For a full mathematical description of the procedure methods, with examples, please see the Functional Description.

Input and output tables#

Descriptions of input and output tables are given below. Banff supports a number of input and output formats; please see the Banff User Guide for more information.

Input Table

Description

indata

Input statistical data. Mandatory.

Output Table

Description

outedits_reduced

Minimal set of edits.

outedit_status

Number of records which pass, miss or fail each edit.

outk_edits_status

Distribution of records which pass, miss or fail a given number of edits.

outglobal_status

Number of records with pass, miss or fail overall record status.

outedit_applic

Number of times each variable is involved in an edit which passes, misses or fails.

outvars_role

Number of times each variable contributes to the overall record status.

For details on the content of output tables, please see the Output Tables document.

Parameters#

Parameter

Python type

Description

edits

str

List of consistency edits. Mandatory.

Example: "Revenue - Expenses = Profit; Revenue >= 0; Expenses >= 0;

accept_negative

bool

Treat negative values as valid. Default=False.
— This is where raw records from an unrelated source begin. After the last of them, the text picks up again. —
PR #1066, opened 2026-06-07
Remember per-tab scroll position when switching tabs (#1055)

### LINKED ISSUE #1055: Remember scroll position when switching tabs
Instead of scrolling back to the top of a document each time you swap to another tab and back.

bloknayrb:
Closes #1055.

## Problem
Switching to another tab and back jumped the document to the top. The `.editor-scroll` container in `App.svelte` is always-mounted (it lives outside the per-tab `{#key activeTab.id}`), so a tab switch swaps the Y.Doc content underneath a persistent scroll box; the old tab's `scrollTop` then clamps to 0 once the new (typically shorter-at-mount) content lays out.

## Fix (client-only, `src/client/App.svelte`)
- Record each tab's vertical `scrollTop` in an in-memory `Map<tabId, number>` via an `onscroll` handler on the editor-scroll container.
- Restore the saved offset on active-tab change, retried across a few animation frames (the Tiptap editor mounts asynchronously after the Y.Doc swap, so `scrollHeight` isn't final on the same frame the active tab flips).
- The programmatic restore suppresses its own `scroll` events (a generation token ensures only the latest restore run owns the suppression flag, so rapid A→B→A switching can't un-suppress the live restore).
- Drop a closed tab's remembered position so the map doesn't leak.
- Same-tab content reloads (reload-from-disk) are intentionally untouched so they don't fight the user's current scroll position.
- Added `data-testid="editor-scroll-container"` to the scroll container for the E2E test (no existing testids changed).

## Tests
- `tests/e2e/fixtures/tall.md` — a long fixture that overflows the editor.
- `tests/e2e/tab-scroll-memory.spec.ts` — opens two tabs, scrolls the long doc, switches away and back, asserts the scroll position is restored.

## ⚠️ Maintainer note — two source edits could not be pushed from the sandbox
This worktree's sandbox revoked **all** local `git` mutations (`add`/`commit`/`branch`/`push`) and `npm`/`python` mid-session, and the GitHub file API requires full-file content inline — `App.svelte` (~2,300 lines) and `CHANGELOG.md` (~880 lines) are too large to reproduce verbatim safely. Only the two new test files + the branch were pushable. The two edits below are complete and verified-by-inspection in the local worktree; please apply them (or re-push from a git-enabled checkout). They are small, surgical insertions.

### 1. `src/client/App.svelte`

**(a)** Add `bind:this`, `onscroll`, and the new testid to the editor-scroll `<div>` (in the `editorColumn` snippet):
```diff
   <div
+    bind:this={editorScrollEl}
     class="editor-scroll tandem-scroll-fade-y"
     class:hide-raw-md={!settingsState.settings.showRawMarkdown}
     use:scrollFade={"y"}
     role="region"
     aria-label="Document editor"
+    data-testid="editor-scroll-container"
     style={`position: relative; flex: 1; overflow: auto; ...`}
+    onscroll={recordTabScroll}
     ondragover={fileDrop.handleEditorDragOver}
     ondragleave={fileDrop.handleEditorDragLeave}
     ondrop={fileDrop.handleEditorDrop}
   >
```

**(b)** Add the scroll-memory state + helpers + effect in the `<script>` (right after the `sourceDrafts`/`sourceDirtyTabs` declarations):
```ts
// Per-tab scroll-position memory (#1055). The `.editor-scroll` container is
// always-mounted (it lives outside any `{#key activeTab.id}`), so a tab switch
// swaps the Y.Doc content underneath a persistent scroll box. Without this, the
// old tab's scrollTop sticks to the new content and then clamps to 0 once the
// (typically shorter-at-mount) content lays out — i.e. every tab switch jumps
// to the top. We record each tab's scrollTop as the user scrolls and restore it
// after the new tab's content lays out. NOT $state — purely imperative
// bookkeeping read/written from event handlers and a plain effect.
const tabScrollPositions = new Map<string, number>();
let editorScrollEl = $state<HTMLDivElement | null>(null);
let suppressScrollSave = false;
// Generation token: only the LATEST restore run may flip `suppressScrollSave`,
// so a stale run from rapid tab thrashing can't un-suppress the live restore.
let restoreGeneration = 0;

function recordTabScroll(): void {
  if (suppressScrollSave) return;
  const id = yjsSync.activeTabId;
  const el = editorScrollEl;
  if (!id || !el) return;
  tabScrollPositions.set(id, el.scrollTop);
}

function restoreTabScroll(id: string): void {
  const target = tabScrollPositions.get(id) ?? 0;
  const generation = ++restoreGeneration;
  let frames = 0;
  const MAX_FRAMES = 10;
  const apply = (): void => {
    if (generation !== restoreGeneration) return;
    const el = editorScrollEl;
    if (!el || yjsSync.activeTabId !== id) {
      suppressScrollSave = false;
      return;
    }
    suppressScrollSave = true;
    el.scrollTop = target;
    const reached = Math.abs(el.scrollTop - target) <= 1;
    frames += 1;
    if (reached || frames >= MAX_FRAMES) {
      requestAnimationFrame(() => {
        if (generation === restoreGeneration) suppressScrollSave = false;
      });
      return;
    }
    requestAnimationFrame(apply);
  };
  requestAnimationFrame(apply);
}

$effect(() => {
  const id = yjsSync.activeTabId;
  if (!id) return;
  restoreTabScroll(id);
});
```

**(c)** In `closeTabAndRecord`, drop the remembered position next to the other per-tab cleanups (after `clearSourceDraft(tabId);`, before `yjsSync.handleTabClose(tabId);`):
```ts
  // Drop the remembered scroll position so the map doesn't leak (#1055).
  tabScrollPositions.delete(tabId);
```

## Verification status
`npm test` / `npm run typecheck` / `npm run test:e2e` could not be executed: this sandbox has **no `node_modules`** and denied dependency install + `npx`. The only `tsc` run available surfaced a pre-existing, environmental `baseUrl` deprecation error in `tsconfig.json` (unrelated to this change). The diff is small and was reviewed by inspection (including the rapid-tab-switch suppression race, which the generation token closes). Please run the standard gates after applying the two edits above.

---


tests/e2e/tab-scroll-memory.spec.ts
```diff
@@ -0,0 +1,79 @@
...
+  await cleanupAllOpenDocuments(mcp);
+  await mcp.close();
+  cleanupFixtureDir(tmpDir);
+});
+
+/** Locate a tab (role='tab') by its visible filename. */
+function tabByName(page: import("@playwright/test").Page, name: string) {
+  return page.locator("[data-testid^='tab-'][role='tab']").filter({ hasText: name });
+}
+
```
bloknayrb, line 38: **BLOCKER** — This test selects `[data-testid='editor-scroll-container']`, but that testid does not exist on the branch. I fetched `origin/claude/issue-1055-per-tab-scroll`: the branch contains a single commit (`bf20a10`) that adds only `tall.md` and this spec. The `src/client/App.svelte` and `CHANGELOG.md` edits described in the PR body were never pushed (the maintainer note confirms the sandbox blocked them). The `.editor-scroll` element at `App.svelte:1845` has neither `data-testid="editor-scroll-container"` nor any scroll-memory `bind:this`/`onscroll`/restore logic. Consequently:

- `await expect(scroller).toBeVisible()` will time out and this test will **fail in CI** — the PR ships a guaranteed-red E2E test with no implementation behind it.
- The feature (#1055) is not actually implemented by anything in this PR.

This must not merge as-is. The two source edits in the PR description need to be applied to the branch (re-push from a git-enabled checkout) before the test can pass. Once the implementation lands, please request re-review so the actual `App.svelte` capture/restore/cleanup logic can be reviewed for the Svelte-5 hazards the PR description claims to handle (scrollTop-read timing, rAF retry, generation-token suppression, per-tab map cleanup on close).

---

tests/e2e/tab-scroll-memory.spec.ts
```diff
@@ -0,0 +1,79 @@
...
+  await expect(otherTab).toBeVisible();
+  await otherTab.click();
+  // The second doc is short — its scroll position is effectively 0.
+  await expect.poll(async () => scroller.evaluate((el) => el.scrollTop)).toBeLessThan(50);
+
+  await tallTab.click();
+
+  // Back on the tall document, the previous scroll position is restored
+  // (within a small tolerance for sub-pixel rounding / layout reflow).
+  await expect
```
bloknayrb, line 76: **NIT** — The final assertion only checks `scrollTop > savedTop - 50` (a lower bound). With `savedTop ≈ 600`, this passes for *any* value above ~550, including over-restore or the doc simply being scrollable to the same region by other means. It does not assert an upper bound, so a buggy restore that lands too far down (or never resets the suppression and lets a stray scroll push past) would still pass. Consider a two-sided tolerance, e.g. `expect(top).toBeGreaterThan(savedTop - 50)` **and** `toBeLessThan(savedTop + 50)`, to actually pin "restored to roughly the saved offset" rather than just "scrolled down somewhat."

---

tests/e2e/tab-scroll-memory.spec.ts
```diff
@@ -0,0 +1,79 @@
...
+  createFixtureDir,
+  McpTestClient,
+} from "./helpers";
+
+// #1055: switching away from a tab and back should restore that tab's vertical
+// scroll position instead of jumping to the top. The `.editor-scroll` container
+// (data-testid="editor-scroll-container") is always-mounted across tab switches,
+// so this exercises the per-tab scroll-memory map + restore-on-switch effect.
+
+let mcp: McpTestClient;
```
bloknayrb, line 15: **NIT** — `APP_URL` is hardcoded to `http://127.0.0.1:5173`. Other E2E specs in this suite typically rely on Playwright's configured `baseURL` and call `page.goto("/")`, which keeps the port in one place (the `webServer`/`use.baseURL` config) and avoids drift if the dev port changes. Consider using the shared base URL rather than a per-file literal.

---

bloknayrb (commented):
## Review: PR #1066 — Remember per-tab scroll position (#1055)

**Verdict: Request changes — the PR is non-functional as pushed.**

### The core problem
The PR description accurately self-reports it, but it's worth stating plainly as a blocker: **the implementation was never pushed.** I fetched the head branch (`origin/claude/issue-1055-per-tab-scroll`) directly and it contains exactly one commit (`bf20a10`) whose entire diff is:

- `tests/e2e/fixtures/tall.md` (new)
- `tests/e2e/tab-scroll-memory.spec.ts` (new)

The `src/client/App.svelte` and `CHANGELOG.md` edits — i.e. the whole feature: the `bind:this`, the `onscroll` scroll-recorder, the per-tab `Map`, the rAF-retried restore effect, the generation-token suppression, the close-tab cleanup, and the `data-testid="editor-scroll-container"` — are **absent from the branch**. I verified:

- `git diff master..head` = only the two test files (246 additions, 0 to `src/`).
- `App.svelte:1845` `.editor-scroll` has no scroll-memory testid or logic; the only `onscroll` nearby is the pre-existing `scrollLeft = 0` focus-pop fix.
- `editor-scroll-container` appears nowhere in the repo except the new spec.

### Consequences
1. **The new E2E test is guaranteed-red.** It selects `[data-testid='editor-scroll-container']`, which doesn't exist, so `expect(scroller).toBeVisible()` times out. Merging adds a permanently-failing test with no implementation behind it.
2. **#1055 is not fixed by this PR** — there is no behavior change shipped.

### What's needed
Apply the two source edits from the PR description to the branch (re-push from a git-enabled checkout, since the GitHub file API can't safely round-trip the ~2,300-line `App.svelte`). Once the real implementation lands, please re-request review — I want to actually review the capture/restore code against the Svelte-5 hazards the description claims to handle:
- Does `scrollTop` get read *before* the DOM/Y.Doc swaps (stale-closure / timing)?
- Is the restore `$effect` cleanup correct (no leaked rAF loops across rapid A→B→A)?
- Is the per-tab `Map` a plain object vs `$state`, and is it pruned on **tab close** (and ideally on force-reload / `tandem_open force:true`)?
- Generation-token suppression race under rapid switching.

### Test-file notes (will matter once the impl lands)
- **NIT** Final assertion is one-sided (`> savedTop - 50`); add an upper bound to actually pin "restored to the saved offset."
- **NIT** `APP_URL` hardcodes `http://127.0.0.1:5173`; prefer Playwright's configured `baseURL` + `page.goto("/")`.

### What's fine
- `tall.md` fixture is a reasonable overflow fixture; `sample2.md` and the `createFixtureDir`/`cleanupAllOpenDocuments`/`cleanupFixtureDir` helpers it uses all exist.
- Test structure (open via MCP, poll for scrollable height, scroll, switch, switch back) is sound and would be a good test *if the feature were present*.
- No existing `data-testid`s changed; no `src/server/` changes; no token/raw-hex concerns (no client styles touched).

---

tests/e2e/tab-scroll-memory.spec.ts
```diff
@@ -0,0 +1,79 @@
...
+  cleanupFixtureDir(tmpDir);
+});
+
+/** Locate a tab (role='tab') by its visible filename. */
+function tabByName(page: import("@playwright/test").Page, name: string) {
+  return page.locator("[data-testid^='tab-'][role='tab']").filter({ hasText: name });
+}
+
+test("scroll position is restored after switching tabs", async ({ page }) => {
+  await mcp.callTool("tandem_open", { filePath: path.join(tmpDir, "tall.md") });
```
bloknayrb, line 40: **BLOCKER** — This test depends on `data-testid="editor-scroll-container"` and on the per-tab scroll-memory logic in `src/client/App.svelte`, but neither is present in this PR (the only changed files are `tests/e2e/fixtures/tall.md` and this spec; `additions: 246` accounts for exactly those two test files). The PR description states the two source edits "could not be pushed from the sandbox." As pushed, `page.locator("[data-testid='editor-scroll-container']")` never resolves, so `await expect(scroller).toBeVisible()` times out and this test fails — CI will be red, and there is no implementation to exercise. The implementation (`bind:this`/`onscroll`/testid on the `.editor-scroll` div at `App.svelte:1845`, plus the scroll-memory map + restore effect) must land in this same PR before it can be reviewed or merged. I cannot review the actual feature code (Svelte reactivity, restore timing/rAF, generation-token suppression, map cleanup on tab close) because it does not exist in the diff — only its description does.

---

tests/e2e/tab-scroll-memory.spec.ts
```diff
@@ -0,0 +1,79 @@
...
+  const TARGET = 600;
+  await scroller.evaluate((el, top) => {
+    el.scrollTop = top;
+  }, TARGET);
+  await expect.poll(async () => scroller.evaluate((el) => el.scrollTop)).toBeGreaterThan(400);
+  const savedTop = await scroller.evaluate((el) => el.scrollTop);
+
+  // Switch to the second tab, then back to the tall document.
+  const otherTab = tabByName(page, "sample2.md");
+  await expect(otherTab).toBeVisible();
```
bloknayrb, line 67: **NIT** — The assertion after switching to `sample2.md` (`scrollTop < 50`) silently couples the test to a behavioral choice in the not-yet-present implementation: it assumes the *short* tab is NOT restored to a remembered offset. Since `sample2.md` is never scrolled, its remembered value would be 0 anyway, so this passes either way — but it doesn't actually prove "the other tab shows its own remembered position." If you want to assert restore behavior for both tabs, scroll `sample2.md` to a distinct small offset first, then assert each tab returns to its own value. Otherwise this line is just confirming the swap rendered, which a `toBeVisible`/content check would express more clearly.

---

tests/e2e/tab-scroll-memory.spec.ts
```diff
@@ -0,0 +1,79 @@
...
+  // The second doc is short — its scroll position is effectively 0.
+  await expect.poll(async () => scroller.evaluate((el) => el.scrollTop)).toBeLessThan(50);
+
+  await tallTab.click();
+
+  // Back on the tall document, the previous scroll position is restored
+  // (within a small tolerance for sub-pixel rounding / layout reflow).
+  await expect
+    .poll(async () => scroller.evaluate((el) => el.scrollTop), { timeout: 5_000 })
+    .toBeGreaterThan(savedTop - 50);
```
bloknayrb, line 78: **NIT** — Lower-bound-only assertion (`> savedTop - 50`). With `savedTop ≈ 600` this passes for any restored position from ~551 up to `scrollHeight - clientHeight` (could be ~5000+ on this 40-section fixture). A buggy restore that over-scrolls (e.g. restores against stale `scrollHeight` and clamps to the bottom) would still pass. Consider bounding both sides, e.g. `toBeGreaterThan(savedTop - 50)` AND `toBeLessThan(savedTop + 50)`, or use `expect(Math.abs(scrollTop - savedTop)).toBeLessThan(50)`, so the test actually pins the restored offset to the saved one. This matters more here because the feature's whole risk is restore timing/over-correction across animation frames.

---

bloknayrb (commented):
## Review: PR #1066 — Remember per-tab scroll position (#1055)

**Verdict: Request changes (do not merge as-is).** The feature this PR is titled for is **not in the diff.** The only two changed files are `tests/e2e/fixtures/tall.md` and `tests/e2e/tab-scroll-memory.spec.ts` (`additions: 246` = 167 + 79, exactly the two test files). The PR description openly notes that the `src/client/App.svelte` and `CHANGELOG.md` edits "could not be pushed from the sandbox." I verified against the head ref: `App.svelte` has no `editor-scroll-container` testid, no `bind:this`/`onscroll`, and no scroll-memory map/effect — the `.editor-scroll` div at `App.svelte:1845` is unchanged.

### BLOCKERS
1. **Implementation is missing.** The E2E spec targets `data-testid="editor-scroll-container"` and the restore behavior, neither of which exists. CI will fail (`expect(scroller).toBeVisible()` times out), and there is nothing to review for the actual risk areas. The source edits must be committed to this branch (or the PR re-pushed from a git-enabled checkout) before this is mergeable.
2. **No CHANGELOG entry** (also unpushed per the description). The repo's sub-PR template requires a `[Unreleased]` entry; please include it.

### Could not review (blocked by #1)
The substance of the fix — Svelte 5 reactivity ($state vs plain map, `$effect` cleanup/stale closures), scroll capture timing, the rAF-retry restore, the generation-token suppression flag, and **per-tab map cleanup on tab close to prevent leaks** — all live only in the prose description, not in code. These are exactly the failure-prone areas for this kind of feature and need a real diff to review. Specific things to confirm once the code lands: the `onscroll` capture doesn't fire/overwrite during the programmatic restore (suppression must cover all rAF retries); the map entry is deleted on tab close *and* the closed-then-reopened-tab case is intentional; restore is keyed on `activeTab.id` (documentId), not index, given the multi-doc/Hocuspocus-room model; and same-tab reload-from-disk genuinely skips restore as claimed.

### Nits (on the test, see inline)
- Final assertion is lower-bound-only — an over-scrolling/clamp-to-bottom regression would still pass. Bound both sides (`Math.abs(scrollTop - savedTop) < 50`).
- The `sample2.md` `scrollTop < 50` check doesn't actually prove per-tab isolation (that tab is never scrolled, so 0 either way). Scroll it to a distinct offset to assert both tabs restore independently.

### What checks out
- `tall.md` fixture is genuinely overflow-sized; `createFixtureDir`/`cleanupFixtureDir`/`cleanupAllOpenDocuments` helper usage matches existing specs; `sample2.md` fixture exists.
- Tab selector `[data-testid^='tab-'][role='tab']` + `hasText` is correct against `TabItem.svelte` (`tab-${tab.id}` / `role="tab"`, filename in the nested `tab-name-${tab.id}` span).
- Hardcoded `http://127.0.0.1:5173` is an accepted convention in this suite (no `baseURL`-vs-absolute inconsistency to flag).
- No existing testids changed; no `src/client` token/hex concerns (no client source touched).

---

By default, a positivity edit is added for every variable in the list of edits; this parameter permits users to remove this restriction. If required, users may directly add positivity edits for individual variables.

by

str

Variable(s) used to partition indata into by-groups for independent processing.

Output tables will be generated for each by-group independently.

Example: by = "province industry"

presort

bool

Sorts input tables before processing according to procedure requirements. Default=True.